** Working data follows **

PR #347, opened 2020-05-05
Specify values must be numbers

matboivin:
Apply an ascending or descending sorting rule on a given attribute whose values must be numbers.

### DIFF
--- a/guides/main_concepts/relevancy.md
+++ b/guides/main_concepts/relevancy.md
@@ -116,7 +116,7 @@ Depending on your needs, you might want to change this order of importance. To d
 
 New rules can be added to the existing list at any time and placed anywhere in the sequence.
 
-A custom rule allows you to create an ascending or descending sorting rule on a given attribute. The attribute **must** have a numeric value in the documents. If any value is not a numeric type, the sorting rule won't be applied. Only numbers can be arranged in ascending or descending order.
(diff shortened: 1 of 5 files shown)


guides/main_concepts/relevancy.md
```diff
@@ -126,6 +126,12 @@ To add your own ranking rule, you have to communicate either `asc` for ascending
 
 Add this rule to the existing list of ranking rules using the [settings route](/references/ranking_rules.md#update-ranking-rules).
 
+::: warning
+
+If you apply an ascending or descending sorting rule on an attribute, the values of the latter **must be numbers**. If any value is a string, it won't be converted into a numeric type.
```
bidoubiwa, line 131: `it won't be converted into a numeric type.` What does this implies? This is confusing. 
` If any value is a string, it won't be converted into a numeric type.` If it is a string, but what if it is a boolean ? What if it is a null type? Do you mean `not a number` ?

bidoubiwa:
### Add the information in the settings guide

https://docs.meilisearch.com/guides/advanced_guides/settings.html#ranking-rules

Warning should not be used if we can just add the information in plain text.

Could you not add it using a warning ? For example: 

```
### Custom ranking rule

You can add a custom ranking rule anywhere in the list of ranking rules. A custom ranking rule is composed of an attribute and an ascending or descending order. The attribute **must** have a numeric value in the documents.
```

matboivin:
Yes, you're right, I am going to remove the warning. I will also update the settings page.

Issue #330, opened 2020-04-24
Improve the Asynchronous Update page


Kerollmops:
Could we add a note about the fact that the user updates are deleted after they are processed, the only thing that is kept is the number of documents that were processed and the update id.

https://meilicommunity.slack.com/archives/CP9DVS1RQ/p1587730019257300?thread_ts=1587723005.255800&cid=CP9DVS1RQ

PR #351, opened 2020-05-07
Add deletion information

matboivin:
Closes: #330

I added the information under `Async flow`. They may belong somewhere else. Let me know.


guides/advanced_guides/asynchronous_updates.md
```diff
@@ -9,6 +9,7 @@ Some operations are put in a queue and will be executed in turn (asynchronously)
 - When making a write request (_create/update/delete_) against the search engine, it stores the operation received in a queue and returns an `updateId`. With this id, the operation update is trackable.
 - Each update received is treated following the order it has been received.
 - You can get the update status on the [`/updates`](/references/updates.md) route.
+- Once an update has been processed, its user content is removed. The only data that is kept includes the number of documents that were processed and the `updateId`.
```
bidoubiwa, line 12: What do you mean by `user` content?

matboivin: The content related to the user's update but your question means I should rephrase it and my explanations weren't clear enough! Let me know if you have any suggestion.

curquiza: I bugged on `user content` too 😉 But sorry I have no suggestion to improve that...
(I don't know if saying "I bugged" is a real word, sorry 😇)

matboivin: I like "bugged". ^^
I post you 2 screenshots. I understood my explanation was totally wrong. They are not really deleted but kept and marked as processed.

before

After:
after

matboivin:
Also added an "s" to update, here: https://deploy-preview-351--dreamy-wiles-8fd85b.netlify.app/references/updates.html

guides/advanced_guides/asynchronous_updates.md
bidoubiwa: I think you did not bug but maybe this example does not showcase the problem. Maybe @Kerollmops could enlighten us.

Kerollmops: The data that was sent by the user, the update content, is kept until it is processed by the database (it is asynchronous). Once processed the only information that is kept by the database is, for example, the number of documents that were processed in this update.

PR #366, opened 2020-05-14
Removed bad public dir and changed all links

bidoubiwa:
There were two public folders. 

One at the root of the documentation, on a the root of the .vuepress folder.
The one at the root of the documentation is not recognized by vuepress as a public folder. Thus any image that was stored inside that directory is accessed using the complete relative path. Which was often something like this:

```
../../public/image
```

I have moved them to the right `public` folder and changed all links.


guides/main_concepts/relevancy.md
```diff
@@ -46,7 +46,7 @@ Results are sorted by **the similarity of the matched words with the query words
 
 ::: tab Typo
 
-![Image from alias](../../public/image/vogli3.png)
+![Image from alias](/image/vogli3.png)
```
curquiza, line 49: Should we keep the name `image` since we almost only have images in `.vuepress/public`?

** End of Working data **

:: Task to carry out ::
A faithful copy of all the material is the required answer.

:: Exercise result ::
PR #347, opened 2020-05-05
Specify values must be numbers

matboivin:
Apply an ascending or descending sorting rule on a given attribute whose values must be numbers.

### DIFF
--- a/guides/main_concepts/relevancy.md
+++ b/guides/main_concepts/relevancy.md
@@ -116,7 +116,7 @@ Depending on your needs, you might want to change this order of importance. To d
 
 New rules can be added to the existing list at any time and placed anywhere in the sequence.
 
-A custom rule allows you to create an ascending or descending sorting rule on a given attribute. The attribute **must** have a numeric value in the documents. If any value is not a numeric type, the sorting rule won't be applied. Only numbers can be arranged in ascending or descending order.
(diff shortened: 1 of 5 files shown)


guides/main_concepts/relevancy.md
```diff
@@ -126,6 +126,12 @@ To add your own ranking rule, you have to communicate either `asc` for ascending
 
 Add this rule to the existing list of ranking rules using the [settings route](/references/ranking_rules.md#update-ranking-rules).
 
+::: warning
+
+If you apply an ascending or descending sorting rule on an attribute, the values of the latter **must be numbers**. If any value is a string, it won't be converted into a numeric type.
```
bidoubiwa, line 131: `it won't be converted into a numeric type.` What does this implies? This is confusing. 
` If any value is a string, it won't be converted into a numeric type.` If it is a string, but what if it is a boolean ? What if it is a null type? Do you mean `not a number` ?

bidoubiwa:
### Add the information in the settings guide

https://docs.meilisearch.com/guides/advanced_guides/settings.html#ranking-rules

Warning should not be used if we can just add the information in plain text.

Could you not add it using a warning ? For example: 

```
### Custom ranking rule

You can add a custom ranking rule anywhere in the list of ranking rules. A custom ranking rule is composed of an attribute and an ascending or descending order. The attribute **must** have a numeric value in the documents.
```

matboivin:
Yes, you're right, I am going to remove the warning. I will also update the settings page.

Issue #330, opened 2020-04-24
Improve the Asynchronous Update page


Kerollmops:
Could we add a note about the fact that the user updates are deleted after they are processed, the only thing that is kept is the number of documents that were processed and the update id.

https://meilicommunity.slack.com/archives/CP9DVS1RQ/p1587730019257300?thread_ts=1587723005.255800&cid=CP9DVS1RQ

PR #351, opened 2020-05-07
Add deletion information

matboivin:
Closes: #330

I added the information under `Async flow`. They may belong somewhere else. Let me know.


guides/advanced_guides/asynchronous_updates.md
```diff
@@ -9,6 +9,7 @@ Some operations are put in a queue and will be executed in turn (asynchronously)
 - When making a write request (_create/update/delete_) against the search engine, it stores the operation received in a queue and returns an `updateId`. With this id, the operation update is trackable.
 - Each update received is treated following the order it has been received.
 - You can get the update status on the [`/updates`](/references/updates.md) route.
+- Once an update has been processed, its user content is removed. The only data that is kept includes the number of documents that were processed and the `updateId`.
```
bidoubiwa, line 12: What do you mean by `user` content?

matboivin: The content related to the user's update but your question means I should rephrase it and my explanations weren't clear enough! Let me know if you have any suggestion.

curquiza: I bugged on `user content` too 😉 But sorry I have no suggestion to improve that...
(I don't know if saying "I bugged" is a real word, sorry 😇)

matboivin: I like "bugged". ^^
I post you 2 screenshots. I understood my explanation was totally wrong. They are not really deleted but kept and marked as processed.

before

After:
after

matboivin:
Also added an "s" to update, here: https://deploy-preview-351--dreamy-wiles-8fd85b.netlify.app/references/updates.html

guides/advanced_guides/asynchronous_updates.md
bidoubiwa: I think you did not bug but maybe this example does not showcase the problem. Maybe @Kerollmops could enlighten us.

Kerollmops: The data that was sent by the user, the update content, is kept until it is processed by the database (it is asynchronous). Once processed the only information that is kept by the database is, for example, the number of documents that were processed in this update.

PR #366, opened 2020-05-14
Removed bad public dir and changed all links

bidoubiwa:
There were two public folders. 

One at the root of the documentation, on a the root of the .vuepress folder.
The one at the root of the documentation is not recognized by vuepress as a public folder. Thus any image that was stored inside that directory is accessed using the complete relative path. Which was often something like this:

```
../../public/image
```

I have moved them to the right `public` folder and changed all links.


guides/main_concepts/relevancy.md
```diff
@@ -46,7 +46,7 @@ Results are sorted by **the similarity of the matched words with the query words
 
 ::: tab Typo
 
-![Image from alias](../../public/image/vogli3.png)
+![Image from alias](/image/vogli3.png)
```
curquiza, line 49: Should we keep the name `image` since we almost only have images in `.vuepress/public`?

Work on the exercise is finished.